Голос его сорвался, и где-то в районе груди, такое ощущение, началась бурная, прямо-таки вулканическая перистальтика, которая срывала Петушку дыхание, перехватывала его и выворачивала наизнанку, меняя местами вдох и выдох, завязывая горло морскими узлами – словом, можно себе представить, какой непростой путь проделали слёзы, горючие, как спирт и огонь, птичьи слёзы, пробираясь от груди к этим янтарным, навыкате глазам Петушка, чтобы высвободиться, обратившись вольной росой, и омыть грешные перья.

Вот так бы они и плакали втроем, рядком да ладком, может, и не вечно, но, во всяком случае, до первого слова, которое было бы произнесено Петром, если бы к ним не прибавился ещё один плач, а потом ещё один и ещё и если бы они, уже вшестером, не стали голосить каждый на свой лад, перебивая друг друга и оправдываясь, как дети, поставленные коленями на горох37.
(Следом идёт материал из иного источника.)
Issue #4076, opened 2026-03-12
Support remote snakefile


clelange:
Allow users to specify a snakefile via a remote URL (HTTP/HTTPS) or GitHub/GitLab URL instead of only a local file path. This enables:
- Running workflows directly from HTTP/HTTPS URLs
- Automatic resolution of GitHub/GitLab URLs (including self-hosted GitLab instances)
- Relative include statements are resolved relative to the remote Snakefile location

PR #4077, opened 2026-03-12
feat: Support remote snakefile in CLI and API

clelange:
## Summary

Add support for specifying a remote snakefile via URL (HTTP/HTTPS or GitHub/GitLab) in addition to local file paths.

## Changes

- Allow `snakefile` parameter in API and CLI to accept a URL string instead of only `Path`
- Update `resolve_snakefile()` to handle remote URLs
- Infer hosted git source files from plain URLs (GitHub/GitLab)
- Add tests for running a workflow via HTTP URL and via the Python API
- Added convenience syntax support for GitHub/GitLab shorthand URLs

## Usage

```bash
# HTTP/HTTPS snakefile
snakemake --snakefile https://example.com/Snakefile
# GitHub URL
snakemake --snakefile https://github.com/user/repo/blob/main/Snakefile
# GitHub shorthand syntax
snakemake --snakefile gh:user/repo@branch:path/to/Snakefile
# GitLab (including self-hosted instances)
snakemake --snakefile gl:gitlab.company.com:user/repo@branch:path/to/Snakefile
# Via Python API
api.snakemake(..., snakefile="https://example.com/Snakefile")
```

Relative include statements in remote snakefiles are resolved relative to the remote file location.

The shorthand syntax follows the pattern `gl/gh:<host>:<repo>@<ref>:<path>`, where:

- `<host>` is `github.com` or a GitLab instance hostname (optional)
- `<repo>` is the repository in user/repo format
- `<ref>` is the branch, tag, or commit SHA
- `<path>` is the file path within the repository

Addresses #4076 

CC @lukasheinrich @matthewfeickert 

## Summary by CodeRabbit

* **New Features**
  * Snakefile references may be local paths, HTTP/HTTPS URLs, or shorthand gh:/gl: host:owner/repo@ref:path forms for GitHub/GitLab.

* **Behavior Changes**
  * Relative includes in remote Snakefiles resolve against the remote location.
  * CLI/GUI now preserve non-local Snakefile strings (e.g., URLs); workflow-specific default profile is only considered for local Snakefiles.

* **Documentation**
  * Expanded guidance and examples for remote and hosted Snakefile sources and shorthand syntax.

* **Tests**
  * Added tests covering remote Snakefile fetching and hosting-provider inference.

### DIFF
--- a/src/snakemake/sourcecache.py
+++ b/src/snakemake/sourcecache.py
@@ -411,6 +411,7 @@ class HostingProviderFile(SourceFile):
         commit: Optional[str] = None,
         host: Optional[str] = None,
         cache_path: Optional[Path] = None,
+        _ref_path_candidates: Optional[List[tuple]] = None,
     ):
         if repo is None:
             raise SourceFileError("repo must be given")
@@ -439,6 +440,7 @@ class HostingProviderFile(SourceFile):
         self.host = host
 
         self._cache_path: Optional[Path] = cache_path
+        self._ref_path_candidates: Optional[List[tuple]] = _ref_path_candidates
 
         # Via __post_init__ implementing subclasses can do additional things without
         # replicating the constructor args.
@@ -524,7 +526,31 @@ class HostingProviderFile(SourceFile):
     def get_filename(self):
         return os.path.basename(self.path)
 
+    def _resolve_ref(self):
+        """Resolve ambiguous ref/path candidates using the hosted git repo.
+
+        When a URL contains a branch name with slashes (e.g. perf/autobump),
+        multiple (ref, path) splits are possible. This method tries each
+        candidate and picks the one whose ref exists in the repo.
+        """
+        if not self._ref_path_candidates or len(self._ref_path_candidates) <= 1:
+            return
+
+        for ref_candidate, path_candidate in self._ref_path_candidates:
+            if self.hosted_repo.ref_exists(commit=None, branch_or_tag=ref_candidate):
+                self.branch = ref_candidate
+                self.path = path_candidate
+                self._ref_path_candidates = None
+                return
+
+        # No candidate matched; keep the current (naive) values and clear
+        # candidates so we don't retry.
+        self._ref_path_candidates = None
+
     def fetch_if_required(self) -> Optional[str]:
+        # Resolve ambiguous ref/path before any ref-based operations.
+        self._resolve_ref()
+
         # always fetch if this points to a branch
         if (
             self.branch is not None
@@ -667,6 +693,24 @@ class GitlabFile(HostingProviderFile):
         )
 
 
+def _build_ref_path_candidates(path_parts: list, ref_start: int) -> List[tuple]:
+    """Build all possible (ref, path) splits from the ambiguous path segments.
+
+    Given path_parts and the index where the ref begins, generate candidates
+    by trying progressively longer ref strings.  The list is ordered from
+    shortest to longest ref so that the resolution logic can stop at the first
+    match.
+    """
+    candidates = []
+    # There must be at least one segment for the path, so the ref can span
+    # from ref_start up to (but not including) the last segment.
+    for split in range(ref_start + 1, len(path_parts)):
+        ref = unquote("/".join(path_parts[ref_start:split]))
+        path = unquote("/".join(path_parts[split:]))
+        candidates.append((ref, path))
+    return candidates
+
+
 def _infer_github_file(path_or_uri: str) -> Optional[GithubFile]:
     parsed = urlparse(path_or_uri)
     if parsed.scheme not in {"http", "https"}:
@@ -678,7 +722,13 @@ def _infer_github_file(path_or_uri: str) -> Optional[GithubFile]:
         repo = "/".join(path_parts[:2])
         ref = unquote(path_parts[2])
         path = unquote("/".join(path_parts[3:]))
-        return GithubFile(repo=repo, path=path, branch=ref)
+        candidates = _build_ref_path_candidates(path_parts, ref_start=2)
+        return GithubFile(
+            repo=repo,
+            path=path,
+            branch=ref,
+            _ref_path_candidates=candidates if len(candidates) > 1 else None,
+        )
 
     if (
         parsed.netloc == "github.com"
@@ -688,7 +738,13 @@ def _infer_github_file(path_or_uri: str) -> Optional[GithubFile]:
         repo = "/".join(path_parts[:2])
         ref = unquote(path_parts[3])
         path = unquote("/".join(path_parts[4:]))
-        return GithubFile(repo=repo, path=path, branch=ref)
+        candidates = _build_ref_path_candidates(path_parts, ref_start=3)
+        return GithubFile(
+            repo=repo,
+            path=path,
+            branch=ref,
+            _ref_path_candidates=candidates if len(candidates) > 1 else None,
+        )
 
     return None
 
@@ -733,14 +789,17 @@ def _infer_gitlab_file(path_or_uri: str) -> Optional[GitlabFile]:
             and raw_or_blob_index + 3 < len(path_parts)
             and path_parts[raw_or_blob_index + 1] in {"blob", "raw"}
         ):
+            ref_start = raw_or_blob_index + 2
             repo = unquote("/".join(path_parts[:raw_or_blob_index]))
-            ref = unquote(path_parts[raw_or_blob_index + 2])
-            path = unquote("/".join(path_parts[raw_or_blob_index + 3 :]))
+            ref = unquote(path_parts[ref_start])
+            path = unquote("/".join(path_parts[ref_start + 1 :]))
+            candidates = _build_ref_path_candidates(path_parts, ref_start=ref_start)
             return GitlabFile(
                 repo=repo,
                 path=path,
                 branch=ref,
                 host=parsed.netloc,
+                _ref_path_candidates=candidates if len(candidates) > 1 else None,
             )
 
     return None
--- a/tests/test_sourcecache.py
+++ b/tests/test_sourcecache.py
@@ -1,10 +1,13 @@
 from pathlib import Path
 import tempfile
-from unittest.mock import patch
+from unittest.mock import patch, MagicMock
 from snakemake.sourcecache import (
     GenericSourceFile,
     GithubFile,
     GitlabFile,
+    _build_ref_path_candidates,
+    _infer_github_file,
+    _infer_gitlab_file,
     infer_source_file,
 )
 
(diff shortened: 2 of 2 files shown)


docs/snakefiles/deployment.rst
```diff
@@ -85,6 +85,8 @@ Consider the following example:
 First, we load a local configuration file.
 Next, we define the module ``dna_seq`` to be loaded from the URL ``https://github.com/snakemake-workflows/dna-seq-gatk-variant-calling/raw/v2.0.1/workflow/Snakefile``, while using the contents of the local configuration file.
```
johanneskoester:
```suggestion
Next, we define the module ``dna_seq`` to be loaded from the Github repository ``snakemake-workflows/dna-seq-gatk-variant-calling`` at tag ``v2.0.1`` and path ``workflow/Snakefile``, while using the contents of the local configuration file (see :ref:`snakefile-code-hosting-providers`).
```

docs/snakefiles/deployment.rst
```diff
@@ -85,6 +85,8 @@ Consider the following example:
...
 Note that it is possible to either specify the full URL pointing to the raw Snakefile as a string or to use the github marker as done here.
+GitHub and GitLab URLs are recognized automatically, including GitLab URLs on self-hosted instances.
+As an alternative convenience syntax, the same module source could also be written as ``github.com:snakemake-workflows/dna-seq-gatk-variant-calling@v2.0.1:workflow/Snakefile``.
```
johanneskoester:
```suggestion
As an alternative convenience syntax, the same module source can also be written as ``github.com:snakemake-workflows/dna-seq-gatk-variant-calling@v2.0.1:workflow/Snakefile``.
```

docs/executing/cli.rst
```diff
@@ -32,6 +32,11 @@ If called with the number of cores to use, i.e.
 
 Snakemake tries to execute the workflow specified in a file called ``Snakefile`` in the same directory (the Snakefile can be given via the parameter ``-s``).
```
johanneskoester:
```suggestion
Snakemake tries to execute the workflow specified in a file called ``workflow/Snakefile`` or ``Snakefile`` relative to the same directory (alternatively, the snakefile can be given via the parameter ``-s``).
```

docs/executing/cli.rst
```diff
@@ -32,6 +32,11 @@ If called with the number of cores to use, i.e.
...
 
+The ``--snakefile`` or ``-s`` argument can point to either a local file or an HTTP/HTTPS URL.
+In the latter case, relative ``include`` statements are resolved relative to the remote Snakefile location.
+In addition, GitHub and GitLab URLs are supported and resolved automatically.
+As a convenience syntax, hosted source files can also be referenced as ``github.com:owner/repo@ref:path/to/Snakefile`` or ``gitlab.example.org:group/project@ref:path/to/Snakefile``.
```
johanneskoester:
```suggestion
As a convenience syntax, hosted source files can also be referenced as ``github.com:owner/repo@ref:path/to/Snakefile`` or ``gitlab.example.org:group/project@ref:path/to/Snakefile``.

.. note::

    Note that referring to remote workflows via ``-s`` will only retrieve the snakefiles and everything directly referred by them, allowing an ad-hoc run. For workflows that expect configuration files or provide workflow profiles, it is usually more convenient to use `snakedeploy <https://snakedeploy.readthedocs.io/en/stable/workflow_users/workflow_deployment.html>`__ to retrieve a complete and templated instance.
```

src/snakemake/sourcecache.py
```diff
@@ -653,6 +653,117 @@ def get_path_or_uri(self, secret_free: bool) -> str:
...
+            )
+
+    return None
+
+
+def _infer_hosting_provider_file(path_or_uri: str) -> Optional[HostingProviderFile]:
+    return _infer_github_file(path_or_uri) or _infer_gitlab_file(path_or_uri)
+
+
+def _infer_hosting_provider_file_shorthand(
```
johanneskoester, line 808: I would say let us only allow these shorthands via -s (no full URLs).
That should make it simpler and cover 99% of the use cases.

docs/snakefiles/modularization.rst
```diff
@@ -396,6 +396,21 @@ For the latter, it is also possible to specify an alternative host, e.g.
...
+This also applies to self-hosted GitLab instances, as long as they expose the standard GitLab API raw-file URL form.
+
+As a convenience syntax, hosted source files can also be written in the compact form ``host:owner/repo@ref:path/to/Snakefile``.
+For example:
+
+.. code-block:: python
+
+    "github.com:snakemake-workflows/dna-seq-gatk-variant-calling@v2.0.1:workflow/Snakefile"
+    "gitlab.com:owner/repo@main:workflow/Snakefile"
+    "gitlab.cern.ch:group/project@main:workflow/Snakefile"
```
johanneskoester: We can also support to skip the path in the end e.g.:

```
gh:snakemake-workflow/dna-seq-gatk-variant-calling@v2.0.1
```
If the last field with the path is missing, the infer function should just assume it is under ``workflow/Snakefile``.

src/snakemake/sourcecache.py
```diff
@@ -665,6 +776,9 @@ def infer_source_file(path_or_uri, basedir: Optional[SourceFile] = None) -> Sour
         raise SourceFileError(
             "must be given as Python string or one of the predefined source file marker types (see docs)"
         )
+    hosting_provider_file = _infer_hosting_provider_file_shorthand(path_or_uri)
+    if hosting_provider_file is not None:
+        return hosting_provider_file
```
johanneskoester:
```suggestion
    if hosting_provider_file := _infer_hosting_provider_file_shorthand(path_or_uri)
        return hosting_provider_file
```

src/snakemake/sourcecache.py
```diff
@@ -682,6 +796,9 @@ def infer_source_file(path_or_uri, basedir: Optional[SourceFile] = None) -> Sour
                 f"Failed to read source {path_or_uri} from git repo.", e
             )
         return LocalGitFile(root_path, file_path, ref=ref)
+    hosting_provider_file = _infer_hosting_provider_file(path_or_uri)
+    if hosting_provider_file is not None:
+        return hosting_provider_file
     # something else
```
johanneskoester: We have this above already. Why is a second check needed here?

tests/test_remote_snakefile.py
```diff
@@ -0,0 +1,70 @@
...
+                text=True,
+            )
+
+        assert result.returncode == 0, result.stdout
+
+        for relpath in get_expected_files(expected_results):
+            output = workdir / relpath
+            expected = expected_results / relpath
+            assert output.exists(), f"Missing output {relpath}\n{result.stdout}"
+            assert md5sum(output) == md5sum(expected)
```
johanneskoester: Rather use the run-function from tests/common.py. It already handles comparison of outputs with expected results. Further, this test can be moved into tests.py, no need for a separate module.

tests/test_remote_snakefile.py
```diff
@@ -0,0 +1,70 @@
...
+        ("127.0.0.1", 0), partial(QuietHTTPRequestHandler, directory=str(path))
+    )
+    thread = threading.Thread(target=server.serve_forever, daemon=True)
+    thread.start()
+    try:
+        yield f"http://127.0.0.1:{server.server_port}"
+    finally:
+        server.shutdown()
+        thread.join()
+        server.server_close()
```
johanneskoester: Move this into tests/common.py and avoid double definition in two test modules by importing it from there.

clelange: Implemented in a minimal way by moving the shared HTTP test helper into `common.py` and reusing it from `test_api.py` and `test_remote_snakefile.py`.

docs/snakefiles/modularization.rst
clelange: Done

clelange: Omitted shorthand paths now default to `workflow/Snakefile` in `sourcecache.py`, and the docs were updated in `cli.rst`, `deployment.rst`, and `modularization.rst`.

src/snakemake/sourcecache.py
clelange: Given that the underlying source-loading layer already supported generic HTTP/HTTPS URIs, and explicit `github(...)` / `gitlab(...)` provider markers already existed for module/workflow sources, I'd say that it doesn't hurt to support generic URIs here as well.

src/snakemake/sourcecache.py
clelange: The two checks cover different inputs. The early check handles the shorthand forms (`gh:` / `gl:`), while the later one handles full provider URLs like GitHub/GitLab `https://...` URLs after local and `git+file:` handling.

clelange:
Thanks for the review @johanneskoester !

I hope I caught all points. I'll be away next week, can get back to this afterwards if needed.

docs/snakefiles/deployment.rst
clelange: Done

docs/executing/cli.rst
clelange: Done

src/snakemake/sourcecache.py
clelange: I refactored this given another of your comments

src/snakemake/sourcecache.py
clelange: This is changed and simplified now

tests/test_remote_snakefile.py
clelange: Done

clelange:
I think that with the exception of your comment on what URLs are supported

> I would say let us only allow these shorthands via -s (no full URLs).

If you have a strong opinion on that one, I can remove things.

Besides that, I should now have managed to address all your comments, including getting rid of the additional test module. I have added some more test cases to ensure the parsing works.

docs/executing/cli.rst
```diff
@@ -30,7 +30,15 @@ If called with the number of cores to use, i.e.
...
+
+The ``--snakefile`` or ``-s`` argument can point to either a local file or an HTTP/HTTPS URL.
+In the latter case, relative ``include`` statements are resolved relative to the remote Snakefile location.
+In addition, GitHub and GitLab URLs are supported and resolved automatically.
+As a convenience syntax, hosted source files can also be referenced as ``gh:owner/repo@ref:path/to/Snakefile``, ``gh:github.example.org:owner/repo@ref:path/to/Snakefile``, ``gl:group/project@ref:path/to/Snakefile``, or ``gl:gitlab.example.org:group/project@ref:path/to/Snakefile``. If the final path is omitted, Snakemake assumes ``workflow/Snakefile``.
+
+.. note::
+    Note that referring to remote workflows via ``-s`` will only retrieve the snakefiles and everything directly referred by them, allowing an ad-hoc run. For workflows that expect configuration files or provide workflow profiles, it is usually more convenient to use `snakedeploy <https://snakedeploy.readthedocs.io/en/stable/workflow_users/workflow_deployment.html>`__ to retrieve a complete and templated instance.
```
johanneskoester, line 41:
```suggestion
    Note that referring to remote workflows via ``-s`` will only retrieve the snakefiles and everything directly referred by them, allowing an ad-hoc run. For workflows that expect configuration files or provide workflow profiles, it is usually more convenient to use `snakedeploy <https://snakedeploy.readthedocs.io/en/stable/workflow_users/workflow_deployment.html>`__ to retrieve a complete instance with an editable and pre-filled configuration file.
```

docs/snakefiles/deployment.rst
```diff
@@ -83,9 +83,11 @@ Consider the following example:
...
+Next, we define the module ``dna_seq`` to be loaded from the Github repository ``snakemake-workflows/dna-seq-gatk-variant-calling`` at tag ``v2.0.1`` and path ``workflow/Snakefile``, while using the contents of the local configuration file (see :ref:`snakefile-code-hosting-providers`).
 Note that it is possible to either specify the full URL pointing to the raw Snakefile as a string or to use the github marker as done here.
-With the latter, Snakemake can however cache the used source files persistently (if a tag is given), such that they don't have to be downloaded on each invocation.
+GitHub and GitLab URLs are recognized automatically, including GitLab URLs on self-hosted instances.
+As an alternative convenience syntax, the same module source could also be written as ``gh:snakemake-workflows/dna-seq-gatk-variant-calling@v2.0.1`` or ``gh:snakemake-workflows/dna-seq-gatk-variant-calling@v2.0.1:workflow/Snakefile``.
+With the latter, Snakemake can, however, cache the used source files persistently (if a tag is given), such that they don't have to be downloaded on each invocation.
```
johanneskoester, line 93:
```suggestion
Both with the github/gitlab markers and with the convenience syntax, Snakemake can cache the used git repository, such that it does not have to be downloaded on each invocation.
```

docs/snakefiles/modularization.rst
```diff
@@ -396,6 +396,24 @@ For the latter, it is also possible to specify an alternative host, e.g.
...
+.. code-block:: python
+
+    "gh:snakemake-workflows/dna-seq-gatk-variant-calling@v2.0.1:workflow/Snakefile"
+    "gh:snakemake-workflows/dna-seq-gatk-variant-calling@v2.0.1"
+    "gh:github.example.org:owner/repo@main:workflow/Snakefile"
+    "gl:owner/repo@main:workflow/Snakefile"
+    "gl:gitlab.cern.ch:group/project@main:workflow/Snakefile"
+
 While specifying a tag is highly encouraged, it is alternatively possible to specify a `commit` or a `branch` via respective keyword arguments.
 Note that only when specifying a tag or a commit, Snakemake is able to persistently cache the source, thereby avoiding to repeatedly query it in case of multiple executions.
```
johanneskoester, line 418:
```suggestion
While specifying a tag is highly encouraged, it is alternatively possible to specify a `commit` or a `branch` via respective keyword arguments.
Note that only when specifying a tag or a commit, Snakemake is able to persistently cache the source, thereby avoiding to repeatedly query it in case of multiple executions.

In many cases, it is also possible to provide plain URLs instead of markers.
Snakemake automatically recognizes GitHub and GitLab URLs and treats them like the corresponding hosting-provider-backed source files.
This also applies to self-hosted GitLab instances, as long as they expose the standard GitLab API raw-file URL form.

As a convenience syntax, hosted source files can also be written with an explicit provider prefix.
Use ``gh:owner/repo@ref:path/to/Snakefile`` for GitHub, optionally inserting a custom host as ``gh:github.example.org:owner/repo@ref:path/to/Snakefile``.
Use ``gl:group/project@ref:path/to/Snakefile`` for GitLab, optionally inserting a custom host as ``gl:gitlab.example.org:group/project@ref:path/to/Snakefile``.
If the trailing path is omitted, Snakemake assumes ``workflow/Snakefile``.
For example:

.. code-block:: python

    "gh:snakemake-workflows/dna-seq-gatk-variant-calling@v2.0.1:workflow/Snakefile"
    "gh:snakemake-workflows/dna-seq-gatk-variant-calling@v2.0.1"
    "gh:github.example.org:owner/repo@main:workflow/Snakefile"
    "gl:owner/repo@main:workflow/Snakefile"
    "gl:gitlab.cern.ch:group/project@main:workflow/Snakefile"

```

src/snakemake/sourcecache.py
```diff
@@ -653,6 +653,61 @@ def get_path_or_uri(self, secret_free: bool) -> str:
...
+
+    if (
+        parsed.netloc == "github.com"
+        and len(path_parts) >= 5
+        and path_parts[2] == "blob"
+    ):
+        repo = "/".join(path_parts[:2])
+        ref = unquote(path_parts[3])
+        path = unquote("/".join(path_parts[4:]))
+        return GithubFile(repo=repo, path=path, branch=ref)
```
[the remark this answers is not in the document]
johanneskoester: I don't understand how this can ever be properly resolved. COnsider the following:
`https://github.com/snakemake-workflows/dna-seq-varlociraptor/raw/perf/autobump/.editorconfig`

The branch name is here `perf/autobump` and the path `.editorconfig`. But the code currently would take perf as the `ref`. And there is also no way to distinguish and correctly decide. The same holds for the interpretation of urls starting with raw.githubusercontent above.

src/snakemake/sourcecache.py
```diff
@@ -653,6 +659,143 @@ def get_path_or_uri(self, secret_free: bool) -> str:
...
+        query = parse_qs(parsed.query)
+        if any(
+            token_name in query
+            for token_name in ("private_token", "access_token", "job_token")
+        ):
+            return None
+        ref = query.get("ref")
+        if ref and len(ref) == 1:
+            return GitlabFile(
+                repo=unquote(path_parts[3]),
```
johanneskoester, line 773: Same here. Branches with slashes cannot be properly distinguished from paths.

clelange: Yes, indeed, I hadn't considered that well. Now I also understand better why you had concerns parsing full URLs as opposed to only the short handles...

In any case, I think I found a solution. Since the URL is inherently ambiguous, i.e. we cannot tell where the branch ends and path begins without querying git, the approach now is to generate all candidate (ref, path) splits at inference time via `_build_ref_path_candidates`, then resolve at fetch time via `_resolve_ref`, which checks `ref_exists` on the cloned repo to find the correct split.

I've added several test cases to make sure this works. If you think that adds to much overhead/makes things too complicated, I can also remove those additions and we only support the short handles.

А что же Пётр? А он просто стоял над ними, такой многократно живой, что почти уже и мёртвый, и, по правде говоря, не знал, что же с ними делать, со всеми этими просто живыми и какбыживыми просителями, потому как жизнь, несмотря на то что повернулась к нему той стороной, с какой она симпатичнее всего, не перестала от этого быть жизнью, то есть, став в каком-то смысле более задорной, не стала менее запутанной, и вот теперь он, как и прежде, хоть и с новым чувством, в котором затеплилось что-то вроде Бога, усиленно вслушивался в себя, наобум пытаясь распознать по его инфракрасному голосу решение-дарующее или даже -избавляющее. Но всё-таки недолго вслушивался он в инфракрасные голоса: потенциальную вечность прервал звук, который Пётр, пожалуй, менее всего ожидал сейчас услышать, – звук мобильного телефона. И в этот раз он не был ни трубным гласом, ни трубой иерихонской, а звучал настолько буднично, словно устанавливал мировой рекорд обыденности. Нет, Пётр не уснул под него, но и не проснулся. Проснулся он чуть позже, когда нажал кнопку «Принять» и услышал такой знакомый, а оттого потусторонний голос Кирилла:

– Привет, человечище! И как же я по тебе соскучился – представить не можешь! Как жизнь молодёжная? Бурлит на высоких температурах? А вообще, не надо пока никаких подробностей. Я тебе официально заявляю, что если ты на этих выходных не приедешь ко мне, я умру и никогда больше не воскресну. Отмазы и отговорки не принимаются. Так что дуй за билетами. Дуешь?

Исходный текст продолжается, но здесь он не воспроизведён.